His grin increased as I whipped around and hurried back into the room, slipping the veil over my head. It took a little more than a couple of minutes to clasp all the little chains so it was secured in place. Tawny was so much faster at it than I was.

I started back out—

“Shoes, Pen. You should put some shoes on.”

Looking down at myself, I let out a very unladylike groan. “Gods! One moment.”

Rylan chuckled.

Totally scatterbrained, I toed on my well-worn shoes, which were nothing more than satin and a thin leather sole, and then reopened the door.

“Having a bad day?” Rylan mused as he joined me in my room.

“Having a weird day,” I countered, heading for the old servants’ access. “A forgetful one.”

“It must be for you to not realize the time.”

Rylan was right. Unless something was going on, both he and Vikter were always ready for me just before dusk.

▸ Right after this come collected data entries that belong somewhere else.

PR #957, opened 2023-09-05
fix: PIN validation passing with incorrect PIN

jp0707:
# Summary of Changes

Fix PIN validation passing with incorrect PIN.

# Related Issues

https://github.com/hyperledger/aries-mobile-agent-react-native/issues/912

# Pull Request Checklist

### DIFF
--- a/packages/legacy/core/App/components/inputs/PINInput.tsx
+++ b/packages/legacy/core/App/components/inputs/PINInput.tsx
@@ -26,13 +26,13 @@ const PINInput: React.FC<PINInputProps & React.RefAttributes<TextInput>> = forwa
     const { t } = useTranslation()
     const { TextTheme, PINInputTheme } = useTheme()
     const cellHeight = 48
-    const myOnChangeText = (value: string) => {
+    const onChangeText = (value: string) => {
       onPINChanged && onPINChanged(value)
       setPIN(value)
     }
     const [props, getCellOnLayoutHandler] = useClearByFocusCell({
       value: PIN,
-      setValue: myOnChangeText,
+      setValue: onChangeText,
     })
 
     const style = StyleSheet.create({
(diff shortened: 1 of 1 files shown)


packages/legacy/core/App/components/inputs/PINInput.tsx
```diff
@@ -23,13 +23,17 @@ const PINInput: React.FC<PINInputProps & React.RefAttributes<TextInput>> = forwa
...
     const [PIN, setPIN] = useState('')
     const [showPIN, setShowPIN] = useState(false)
-    const [props, getCellOnLayoutHandler] = useClearByFocusCell({
-      value: PIN,
-      setValue: setPIN,
-    })
     const { t } = useTranslation()
     const { TextTheme, PINInputTheme } = useTheme()
     const cellHeight = 48
+    const myOnChangeText = (value: string) => {
```
bryce-mcmath: Looks good but can we name this function `onChangeText` and pass it directly to the `CodeField` prop of the same name?

packages/legacy/core/App/components/inputs/PINInput.tsx
```diff
@@ -80,8 +84,7 @@ const PINInput: React.FC<PINInputProps & React.RefAttributes<TextInput>> = forwa
             value={PIN}
             rootStyle={style.codeFieldRoot}
             onChangeText={(value: string) => {
```
bryce-mcmath: As per above comment:

`onChangeText={onChangeText}`

bryce-mcmath (changes requested):
One small change, otherwise good catch!

packages/legacy/core/App/components/inputs/PINInput.tsx
jp0707: done

packages/legacy/core/App/components/inputs/PINInput.tsx
jp0707: done

bryce-mcmath (approved):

Our pace was quick as we hurried down the narrow, dusty staircase. It emptied out into an area beside the kitchen, and while we took the old access to avoid being seen as much as possible, it wasn’t completely avoidable. Kitchen servants stopped mid-step as Rylan and I passed them, their brown garb and white caps making them nearly indistinguishable from one another. I heard a basket of potatoes hit the floor and the harsh, biting reprimand. Out of the corner of my eye, I saw blurred faces bow their heads as if they were praying.

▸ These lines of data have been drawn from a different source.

PR #980, opened 2023-09-26
feat: option to rename contacts

bryce-mcmath:
# Summary of Changes

Enables users to rename their contacts (locally). I opted to use `TouchableOpacity` for now because `Pressable` was missing too much in the way of indication that it was pressed. I think after the RN upgrade we can go through and change all of our `TouchableOpacity` components to `Pressable`s at the same time and add something uniform to indicate pressed state. But in the mean time the buttons in the Contact Details screen really needed some indication that they were indeed buttons.

Here's what it looks like:
contact_rename

# Related Issues

N/A

# Pull Request Checklist

Pro Tip 🤓


packages/legacy/core/App/screens/Chat.tsx
```diff
@@ -54,12 +54,28 @@ const Chat: React.FC<ChatProps> = ({ route }) => {
...
   const proofs = useProofsByConnectionId(connectionId)
-  const theirLabel = useMemo(() => connection?.theirLabel || connection?.id || '', [connection])
+  const isFocused = useIsFocused()
   const { assertConnectedNetwork, silentAssertConnectedNetwork } = useNetwork()
   const [messages, setMessages] = useState<Array<ExtendedChatMessage>>([])
   const [showActionSlider, setShowActionSlider] = useState(false)
   const { ChatTheme: theme, Assets } = useTheme()
   const { ColorPallet } = useTheme()
+  const [theirLabel, setTheirLabel] = useState(
+    (connection?.id && store.preferences.alternateContactNames[connection.id]) ||
```
jleach: This check is done several times, here, `ContactDetails.tsx`, `ProofDetails.tsx`, and maybe others. Wondering if it should be simplified to a fn? Maybe something similar in `ProofRequest.tsx`?

packages/legacy/core/App/screens/ContactDetails.tsx
```diff
@@ -79,25 +87,55 @@ const ContactDetails: React.FC<ContactDetailsProps> = ({ route }) => {
...
-      })}
+      <View style={styles.contentContainer}>
+        <Text style={{ ...TextTheme.headingThree }}>{contactLabel}</Text>
+        <Text style={{ ...TextTheme.normal, marginTop: 20 }}>
+          {t('ContactDetails.DateOfConnection', {
+            date: connection?.createdAt ? formatTime(connection.createdAt, { includeHour: true }) : '',
+          })}
+        </Text>
+      </View>
+      <TouchableOpacity
```
jleach, line 116: We should decide, perhaps at a Bifold meeting, if we roll with `TouchableOpacity` or `Pressable`.

packages/legacy/core/App/screens/RenameContact.tsx
```diff
@@ -0,0 +1,161 @@
...
+type ErrorState = {
+  visible: boolean
+  title: string
+  description: string
+}
+
+type RenameContactProps = StackScreenProps<ContactStackParams, Screens.RenameContact>
+
+const RenameContact: React.FC<RenameContactProps> = ({ route }) => {
+  if (!route?.params) {
```
jleach: I wonder if this is needed? It's a pattern we do elsewhere but I think TypeScript won't let this be passed is as empty AFAIK.

packages/legacy/core/App/screens/RenameContact.tsx
```diff
@@ -0,0 +1,161 @@
...
+    throw new Error('RenameContact route params were not set properly')
+  }
+
+  const { connectionId } = route.params
+  const connection = useConnectionById(connectionId)
+  const { t } = useTranslation()
+  const { ColorPallet, TextTheme } = useTheme()
+  const navigation = useNavigation()
+  const [store, dispatch] = useStore()
+  const [contactName, setContactName] = useState(
```
jleach: For two I think `useState` is fine but `useReducer` may be more simple. It allows allows for checking for example one can check and do logic before accepting the new state. No change requested. Just a reminder its a thing.

packages/legacy/core/App/screens/RenameContact.tsx
bryce-mcmath: Will remove

packages/legacy/core/App/screens/ContactDetails.tsx
bryce-mcmath: Ok. For now I'm gonna go with `Touchable` because it has the visible reactivity that is needed by default

packages/legacy/core/App/screens/Chat.tsx
bryce-mcmath: Done, sorry that was a bit lazy of me. Added tests for the helper as well

jleach (approved):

I swallowed a groan while Rylan did what he always did and pretended that there was nothing off about their behavior.

You’re the child of the gods.

Agnes’s words came back to me. The only reason they thought that was because of the veil and the paintings and various artworks representing the Maiden.

That and how often it was that they didn’t see me.

We started toward the banquet hall. From there, we could enter the foyer and be able to access the Queen’s Garden. There’d be more servants, but there really wasn’t any other way to access it from within the castle that didn’t require scaling a wall. We made it halfway past the long table when one of the many doors on either side opened behind us.